To assess the effect of the regulatory changes, the study team will analyze prices of the 395 unique patented medicines submitted to PMPRB from 2010 to 2017. The team will model the theoretical prices of the drugs as if the new regulations came in to effect in 2010. They will then compare the theoretical price for each drug to the actual price, thereby measuring the potential effect of the new policy.

“By taking this approach, we will be able to compare how changing the benchmark countries affects prices, and how updating the way we valuate expensive drugs will cap costs,” explained Dr. Anis.

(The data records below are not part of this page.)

PR #229, opened 2016-01-06
Fix Audit Logs filtering for correct filter parameter specification

ggrossman:
The documentation for Audit Logs (https://developer.zendesk.com/rest_api/docs/core/audit_logs) incorrectly used to state that filter parameters looked like this:

```
?filter["source_type"]=user
?filter["source_type"]=rule
?filter["created_at"]=2013-01-01%2000:00:00,2013-01-01%2023:59:59
```

Based on that information, the PHP code was enforcing this format with the double-quotes present.

However, the API doesn't actually work like that!

What actually works looks like this:

```
By source type:
?filter[source_type]=user
?filter[source_type]=rule

By exact source:
?filter[source_type]=user&filter[source_id]=123

By actor:
?filter[actor_id]=123

By IP address:
?filter[ip_address]=127.0.0.1

By time of creation:
?filter[created_at][]=2013-01-01T00:00:00Z&filter[created_at][]=2013-01-01T23:59:59Z

Control sort order (default is `sort_by=created_at`, `sort_order=desc`):
?sort_by=actor_id&sort_order=asc
```

### DIFF
--- a/tests/Zendesk/API/UnitTests/Core/AuditLogsTest.php
+++ b/tests/Zendesk/API/UnitTests/Core/AuditLogsTest.php
@@ -15,6 +15,8 @@ class AuditLogsTest extends BasicTest
     public function testFindAll()
     {
         $queryParams = [
+            'sort_by'              => 'actor_id',
+            'sort_order'           => 'desc',
             'filter[source_type]'  => 'rule',
             'filter[valid]'        => 'somerule',
             'filter[created_at][]' => '2016-01-01T00:00:00Z'
--- a/tests/Zendesk/API/UnitTests/Core/AuditLogsTest.php
+++ b/tests/Zendesk/API/UnitTests/Core/AuditLogsTest.php
@@ -26,7 +26,7 @@ class AuditLogsTest extends BasicTest
         // We also expect url encoded keys and values
         $expectedQueryParams = [];
         foreach ($queryParams as $key => $value) {
-            $expectedQueryParams = array_merge($expectedQueryParams, [urlencode($key) => /*urlencode*/($value)]);
+            $expectedQueryParams = array_merge($expectedQueryParams, [urlencode($key) => $value]);
         }
 
         $this->assertEndpointCalled(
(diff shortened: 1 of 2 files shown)


tests/Zendesk/API/UnitTests/Core/AuditLogsTest.php
```diff
@@ -15,15 +15,18 @@ class AuditLogsTest extends BasicTest
...
+            'filter[valid]'        => 'somerule',
+            'filter[created_at][]' => '2016-01-01T00:00:00Z'
         ];
 
         // We expect invalid parameters are removed.
         // We also expect url encoded keys and values
         $expectedQueryParams = [];
         foreach ($queryParams as $key => $value) {
-            $expectedQueryParams = array_merge($expectedQueryParams, [urlencode($key) => urlencode($value)]);
+            $expectedQueryParams = array_merge($expectedQueryParams, [urlencode($key) => /*urlencode*/($value)]);
```
ggrossman: The `Uri::withQueryValue` method called by Http.php seems to urlencode the key but not the value of query params. Any ideas?

miogalang: Hi @ggrossman, We traced it back to the implementation of guzzle. It seems they really aren't encoding ':' characters.

I tried it live though and it works. So we should be fine even if this is not encoded.

We did find a bit of a problem with passing the created at parameter. Zendesk wants you to pass 2 parameters with the same key, which guzzle does not allow. So we should re-think how to handle that. I will bring it up with the team.

ggrossman: The two `filter[created_at][]` parameter thing is weird and I'd be happy if we moved away from it in the Zendesk API, but it is what happens to work today.

miogalang:
:+1: @joseconsador Please check this as well

joseconsador:
:+1:

miogalang:
Thanks a lot @ggrossman!

pdeuter:
:chicken:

The second part of the four-year project will look at how drug companies will respond to the new regulations in terms of their decisions to launch new drugs in Canada and their investments into research and development.

Dr. Aslam Anis

“Research has shown that tightening price regulation can hinder access to new medicines. We have already seen some early evidence of reduced launches and reticence among pharmaceutical companies on releasing new drugs in Canada even before the new policy implementation,” said Dr. Anis.

To estimate the impact of the policy changes, the researchers will use the number of new medicines launches in the 10 years before the policy change to estimate the number of drug launches that would be expected after the regulatory changes. Then, after collecting the actual number of launches over the next three years after the policy change, they will be able to measure its impact and whether it influenced the type of new medicines released.

The team will also construct a simulation model to understand how the regulations could affect prices into the future by changing how drug companies choose which types of medicines to develop and when to release them.

“Canada’s drug costs are clearly excessive and potentially unsustainable, but it is important for decision makers to understand the impact of policy changes on the real-world costs of drugs, and to be aware of potential repercussions on industry spending and access to new drugs,” said Dr. Anis. “Our study will produce evidence-informed recommendations on the PMPRB price regulations that will have broad implications for Canada’s drug expenditures and access to essential medicines.”

The study will also be conducted by Drs. Paul Grootensdort (University of Toronto) and Aidan Hollis (University of Calgary), postdoctoral fellow Dr. Javad Maradpour, two CHÉOS senior statisticians, Daphne Guh and Huiying Sun, and one research assistant, Brittany Buffone. The project is supported by a Project Grant from CIHR for a total amount of $581,400.